Question

Solve the following equation, to find the value of x :
1. (x + 5) (x + 6) = (x - 7) (x - 8)
2. (x + 1) (x + 2) = (x - 3) (x - 4)​

Answer 1

1) (x + 5) ( x + 6) = ( x - 7) (x - 8)

$\sf \: (x + 5)(x + 6) = (x - 7)(x - 8)$

${x}^{2} + 6x + 5x + 30 = {x}^{2} - 8x - 7x + 56$

Cancel x² from both sides.

$6x + 5x + 30 = - 8x - 7x + 56$

$11x + 30 = - 15x + 56$

$\sf \implies \: 11x + 15x = 56 - 30$

$\sf \implies \: 26x = 26$

$\sf \implies \: x = 1$

2) (x + 1) (x + 2 ) = (x -3) (x -4)

${x}^{2} + 2x + x + 2 = {x}^{2} - 4x - 3x + 12$

Cancel x² from both sides.

$2x + x + 2 = - 4x - 3x + 12$

Collect like terms.

$3x + 2 = - 7x + 12$

$3x + 7x = 12 - 2$

$10x = 10$

Divide both sides by 10.

$\sf \implies \: x = 1$

Answer 2

Solution :

1. (x + 5) (x + 6) = (x - 7) (x - 8)

➜ (x + 5) (x + 6) = (x - 7) (x - 8)

➜ x (x + 5) + 6 (x + 5) = x (x - 7) - 8 (x - 7)

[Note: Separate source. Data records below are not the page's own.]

PR #2498, opened 2023-03-30
Eval output improvements

### LINKED ISSUE #2492: Eval output allows too many lines
# The Problem
The [`MAX_OUTPUT_BLOCK_LINES` variable](https://github.com/python-discord/bot/blob/main/bot/exts/utils/snekbox/_cog.py#L81) is set to a value of 10, which means under the [current logic](https://github.com/python-discord/bot/blob/main/bot/exts/utils/snekbox/_cog.py#L267-L278) evals which output more than **10** lines, will be uploaded to the haste site (paste.pydis.com) and a message will be added to the eval output stating it was truncated.

However, since we currently update the lines variable to be `lines[:max_lines+1]`, outputs of 11 lines (such as `for x in range(11): print(x)`) will be uploaded to the pastebin *and* still display all **11** lines (despite the limit being **10**). This also means that the paste content is the same as what's sent to Discord as the eval content.

The code should be changed to instead change lines to `lines[:max_lines]`. This will also break [the logic underneath](https://github.com/python-discord/bot/blob/main/bot/exts/utils/snekbox/_cog.py#L273-L278) (you've shortened so will never be more than `max_lines`) so the if statements will have to be swapped around.

# Current Code
```python
        if len(lines) > 1:
            if line_nums:
                lines = [f"{i:03d} | {line}" for i, line in enumerate(lines, 1)]
            lines = lines[:max_lines+1]  # Limiting to max+1 lines
            output = "\n".join(lines)

        if len(lines) > max_lines:
            truncated = True
            if len(output) >= max_chars:
                output = f"{output[:max_chars]}\n... (truncated - too long, too many lines)"
            else:
                output = f"{output}\n... (truncated - too many lines)"
```
# Proposed Solution (approx.)
```python
    if len(lines) > max_lines:
        truncated = True
        lines = lines[:max_lines]

    if len(lines) > 1:
        if line_nums:
            lines = [f"{i:03d} | {line}" for i, line in enumerate(lines, 1)]
        output = "\n".join(lines)
    
    if truncated:
        if len(output) > max_chars:
            output = f"{output[:max_chars]}\n... (truncated - too long, too many lines)"
        else:
            output = f"{output}\n... (truncated - too many lines)"
```
Notice that the proposed solution sets lines to `lines[:max_lines]` instead of `lines[:max_lines + 1]`. In reality the `if truncated` part can just be slotted into the [pre-existing `if truncated` block](https://github.com/python-discord/bot/blob/main/bot/exts/utils/snekbox/_cog.py#L283-L284)

TizzySaurus:
Closes #2492

## What
As well as correcting the logic for how many lines are displayed in the eval output (see #2492), this PR improves output truncation as follows:

- You can now know an individual line was shortened (but not completely removed) by the inline `...` at the end.
- If there are any completely removed lines, this is indicated by a `...` on a new line after the output.

## Examples:
NB: There have been some minor changes to the truncation logic since these screenshots to ensure the final output is <= `max_chars`, but the actual elipses and truncation messages are the same.
### One line that is too long
Before (not clear what was edited -- whether the line was shortened, or a line completely removed (or both)):
before-one-line-too-long
After (explicitly shows that no line was removed, and that the displayed line was shortened):
after-one-line-too-long
### One line that is too long with a truncated line
Before (shows that something changed, but it's not clear what, and it's not clear that a line was completely removed):
before-one-line-too-long-with-truncated-line
After (explicitly shows that a line was removed and the displayed line was shortened):
after-one-line-too-long-with-truncated-line
### Too many lines (the actual bugfix for #2492)
Before (displays `max_lines + 1` lines instead of `max_lines`):
before-too-many-lines
After (displays `max_lines` lines):
after-too-many-lines
### Too many lines and too long
Before (again not clear *what* was truncated):
before-too-many-lines-and-too-long
After (explicitly shows that a line was removed, and the final displayed line was shortened):
after-too-many-lines-and-too-long
### Multiple lines
Before (shows line number):
before-multiple-lines
After (still shows line number, so didn't break this):
after-multiple-lines
### Single line
Before (doesn't show line number, since there's only one line):
before-single-line
After (still doesn't show line number, so didn't break this):
after-single-line

NB: I'm not sure how much (if any) of the docker-compose changes should actually be part of this PR. Can someone please instruct on that.


wookie184:
This code seems quite complex, given this is balancing quite a lot of different aims/constraints I think we'd benefit from having some tests for this.

I'm also not sure the complexity is really worth it, a simple solution that replaces the current logic and fixes the linked issue would be something like this:
```python
def truncate(text, max_lines, max_chars):
    # Make the truncation message
    lines = text.split("\n")
    reason = []
    if len(text) > max_chars:
        reason.append("too long")
    if len(lines) > max_lines:
        reason.append("too many lines")
    end = f"\n... (truncated - {', '.join(reason)})" if reason else ""

    # Truncate text, leaving space for truncation message if necessary
    text = "\n".join(lines[:max_lines - (1 if end else 0)])
    text = text[:max_chars - len(end)]

    return text + end
```
Which meets the following aims:
1) Never have more than max_chars characters in the final output
2) Never have more than max_lines lines in the final output
3) Have as many lines/chars as possible in the final output

TizzySaurus:
@wookie184 
> 1. Never have more than max_chars characters in the final output
> 2. Never have more than max_lines lines in the final output
> 3. Have as many lines/chars as possible in the final output

For the record, none of these are fulfilled in the old code (that's currently in main). All three of these are fulfilled by my new code, so it does meet the necessary criteria.

> This code seems quite complex

I've added some images showing before vs after for different scenarios to the PR description to make the resulting differences (aside from the aforementioned criteria) clearer). I personally think the extra "complexity" is worthwhile. I've also made the code a bit cleaner since your comment.

> given this is balancing quite a lot of different aims/constraints I think we'd benefit from having some tests for this.

Tests can be added if we decide we want them.

wookie184:
I'm not sure what issue is being solved by having the `...` in different places. Is this solving something that has been an issue in reality? If you want to know what was truncated you can just look at the full output in the pastebin.

Requiring two lines (`...` and then `(truncated ...)`) takes up more space to indicate the same thing, and I think it's also a bit confusing not to have the truncation indicated in a consistent way.

Also, I think the truncated text should be included in the line limit. Consider if the maximum line length was 3, `print(*"abc", sep="\n")` would give
```
a
b
c
```
Currently (from what I can tell from your screenshots), `print(*"abcd", sep="\n")` would output
```
a
b
c
...
(truncated - too many lines)
```
which doesn't seem great, because the full output could have been displayed with one less line of text in total.

TizzySaurus:
> I'm not sure what issue is being solved by having the ... in different places.

It just makes it clear what was truncated *without* having to leave Discord and go to the paste site. It didn't feel like much extra work, so I did it 🤷.

> Requiring two lines (... and then (truncated ...)) takes up more space to indicate the same thing

It doesn't "indicate the same thing" though. It's possible for the truncation reason to be "too long", and to still have lines removed (e.g. `for _ in range(2): print("a" * (max_length // 2))`. Just from "too long" you wouldn't know that lines were removed, which is why I added the `...` line.

> I think it's also a bit confusing not to have the truncation indicated in a consistent way.

It is in a consistent way. The `...` tells you something was truncated. That's consistent across all scenarios.

> Also, I think the truncated text should be included in the line limit.

Yeah, I agree. Have updated the code accordingly.

mbaruh:
Having ellipses in multiple places seems confusing to me and I'm not sure if we have to find a way to address this. In the end the information we had before is that this isn't the full output and that you should open the paste link for the full output, which I think is sufficient.

TizzySaurus:
> @mbaruh Having ellipses in multiple places seems confusing to me

I really don't understand where this confusion comes from. `...` has long been used in the world of UI/UX to indicate that the displayed text has been shortened (and we already had this in the eval output before this PR).

What I've changed is that if the line is shortened, the `...` shows *after* the shortened line, showing it was simply *shortened*, and if the line is completely removed then the `...` shows *in-place* of the line, showing it was *completely removed*.

The `...` tells you *where* it was shortened, as is the job of `...` in the world of UI/UX. Where is the confusion here?

mbaruh:
`...` has long been used in UI yes, however you're taking that symbol and expanding it to potentially appearing several times at the same point, each time for a different reason.

I understand that this may seem obvious to the person who wrote the code, but I purposefully didn't look at the code when trying to understand the examples, and it wasn't obvious what's going on until I did. Your explanation in the latest comment is clear (although again I'm already "tainted" having already read the code), but you're not going to post it for every end-user trying to use snekbox right? This should be something that is immediately obvious without any prior knowledge.

Aside from having two ellipses in the same spot not looking great (in my opinion), I also think it's confusing. While I appreciate you going the extra mile I'd rather focus on addressing what's originally described in the issue.

Xithrius:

➜ x² + 5x + 6x + 30 = x² - 7x - 8x + 56

➜ x² + 11x + 30 = x² - 15x + 56

➜ x² - x² + 11x + 15x + 30 - 56 = 0

➜ 26x - 26= 0

➜ 26x = 26

➜ x = 26/26

➜ x = 1

2. (x + 1) (x + 2) = (x - 3) (x - 4)

➜ (x + 1) (x + 2) = (x - 3) (x - 4)

➜ x (x + 2) + 1 (x + 2) = x (x - 4) - 3 (x - 4)

➜ x² + 2x + x + 2 = x² - 4x - 3x + 12

➜ x² + 2x + x + 2 - x² + 4x + 3x - 12 = 0

➜ x² - x² + 2x + 4x + x + 3x + 2 - 12 = 0

➜ 6x + 4x - 10 = 0

➜ 10x - 10 = 0

➜ 10x = 10

➜ x = 10/10

➜ x = 1

Answer : Hence, in both the equations, the value of x is 1.